In poche parole, nessun Calvin scrive il compito (leggetevi la storia,
che è molto più surreale ed esilarante), ma ci pensano i
due Hobbes. Il giorno dopo Calvin va a scuola senza avere idea di quello
che ci sia scritto sul compito. Lo legge in classe, vi trova narrate esattamente
le traversie temporali del pomeriggio, e la maestra mette un ottimo voto.
Il cerchio e' perfettamente chiuso.
Ora, io vi chiedo, che senso ha cercare di capire chi ha scritto il
compito? O se Calvin ha viaggiato o no nel tempo? Possiamo congetturare
ciò che vogliamo, e proprio per questo congetturare risulta, in
fin dei conti, inutile.
La carica onirica e' la mia cifra preferita, in "Calvin & Hobbes",
ma non l'unica. Watterson sa suscitare anche vere e proprie risate, soprattutto
nel momento in cui fa interagire Calvin con i normali esseri umani e le
situazioni di ogni giorno. Spesso in questi casi l'ironia diventa comicità':
e non posso non ridere, ripensando alle reazioni della concreta Siusi (peggior
nemica e grande amore di Calvin), continuamente bersagliata dalle assurde
follie del nostro.
Ed è comicità travolgente, trascinante come un fiume
in piena: mi è capitato più volte di dover chiudere un volume,
essendo prossimo a sentirmi male a furia di ridere.

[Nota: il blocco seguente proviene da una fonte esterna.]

PR #928, opened 2024-12-27
Cpatil/added rest props for checkbox and radio components

cpatil-c-eightfold:
## SUMMARY:
- Added condition for role attribute in checkboxgroup and radiogroup components
- Added rest props in checkbox and radiobutton components

https://eightfoldai.atlassian.net/browse/ENG-122365

## CHANGE TYPE:

- [x] Bugfix Pull Request
- [ ] Feature Pull Request

## TEST COVERAGE:

## TEST PLAN:
Added rest props in checkbox and radiobutton components. So test if we can add attributes like `aria-required` onto the input element of these 2 components or not.

As we can see in the below screenshot, the `aria-required` is applied to all the checkbox input elements when we pass it through the items array and is also read as required by voice over, if it is true.
image

### DIFF
--- a/src/components/CheckBox/CheckBoxGroup.tsx
+++ b/src/components/CheckBox/CheckBoxGroup.tsx
@@ -107,7 +107,7 @@ export const CheckBoxGroup: FC<CheckboxGroupProps> = React.forwardRef(
       <div
         className={checkboxGroupClassNames}
         style={style}
-        role={items.length > 1 ? 'group' : undefined}
+        role={items?.length > 1 ? 'group' : undefined}
         aria-label={ariaLabel}
         id={id}
         ref={ref}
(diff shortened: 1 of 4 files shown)


szhang-eightfold (commented):
have you tested in octuple storybook that it is working? If so could you show screenshot or video of that

cpatil-c-eightfold:
Ok I have tested and add the screenshot in the Test plan section now @szhang-eightfold

src/components/CheckBox/CheckBoxGroup.tsx
```diff
@@ -107,7 +107,7 @@ export const CheckBoxGroup: FC<CheckboxGroupProps> = React.forwardRef(
       <div
         className={checkboxGroupClassNames}
         style={style}
-        role="group"
+        role={items.length > 1 ? 'group' : undefined}
```
sravichandran-eightfold, line 110: items?.length

sravichandran-eightfold (approved):

src/components/CheckBox/CheckBoxGroup.tsx
cpatil-c-eightfold: done

PR #930, opened 2025-01-06
fix: dropdown: removed outer container tabindex

krane-c-eightfold:
## SUMMARY:
as role of overlay container is generic but it may not be focusable at all times

changes- so added prop to set tabindex generically as well

N/A

https://eightfoldai.atlassian.net/browse/ENG-99020

## CHANGE TYPE:
- [x] Bugfix Pull Request
- [ ] Feature Pull Request

## TEST COVERAGE:

## TEST PLAN:
CASE: if overlay container is passed to component and  its role is set as presentation then container should not be focusable only options should be focusable

### DIFF
--- a/src/components/Dropdown/Dropdown.tsx
+++ b/src/components/Dropdown/Dropdown.tsx
@@ -75,6 +75,7 @@ export const Dropdown: FC<DropdownProps> = React.memo(
         trigger = 'click',
         visible,
         width,
+        overlayWrapperTabIndex = 0,
       },
       ref: React.ForwardedRef<DropdownRef>
     ) => {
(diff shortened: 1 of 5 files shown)


src/components/Dropdown/Dropdown.tsx
```diff
@@ -392,7 +392,6 @@ export const Dropdown: FC<DropdownProps> = React.memo(
               ref={refs.setFloating}
               style={dropdownStyles}
               className={dropdownClasses}
-              tabIndex={0}
```
sravichandran-eightfold, line 395: assign this to a prop `tabIndex` and then set the value in primary repo

cpatil-c-eightfold (approved):

src/components/Dropdown/Dropdown.tsx
```diff
@@ -75,6 +75,7 @@ export const Dropdown: FC<DropdownProps> = React.memo(
         trigger = 'click',
         visible,
         width,
+        overlayWrapperTabIndex = 0,
```
sravichandran-eightfold, line 78: The property name is too long, can we keep it simple

krane-c-eightfold: made it overlayTabIndex

sravichandran-eightfold (approved):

Non possono mancare, in un'opera così poetica, riflessioni, osservazioni,
idee. I dialoghi tra Calvin ed Hobbes sono alcuni tra i momenti più
belli dell'intero fumetto: i due parlano di vita e morte, di amore, della
società che li circonda. Calvin, bambino, trova in Hobbes quella
serenità, quell'equilibrio che lui non ha ancora raggiunto.
Che siano in corsa su una slitta o che siedano sotto un albero, il
rapporto è sempre lo stesso: Hobbes è maturo ed esperto della
vita; Calvin inizia a porsi i primi dubbi, ma trae di continuo conclusioni
assolutamente arbitrarie. La poesia, la compiutezza e la profondità
di questi dialoghi basterebbero da soli a dar valore a tutta l'opera.
Per finire, parliamo un po' del Watterson disegnatore. La cosa che più
colpisce è la perfezione e la duttilità della sua china:
ora rude e "tagliata", ora morbida e rassicurante, riesce sempre a narrare
in modo complementare al testo. Non vi è il minimo scarto tra balloons
e disegni.
Lo stile molto cartoonico permette un'immediata "identificazione" dei
personaggi: Calvin, i genitori, la signora Vermoni, tutti ricordano qualcuno
che abbiamo già conosciuto. Le creature di Watterson, finissimo
osservatore, assurgono quasi al livello di icone.
Ho premesso, all'inizio dell'articolo, che avrei tentato di rispettare
lo spirito di Bill: non so se ci sono riuscito. Forse ho detto troppo,
ho troppo sezionato, non ho saputo essere sufficientemente delicato. In
tal caso, mi scuso. Le intenzioni erano delle migliori.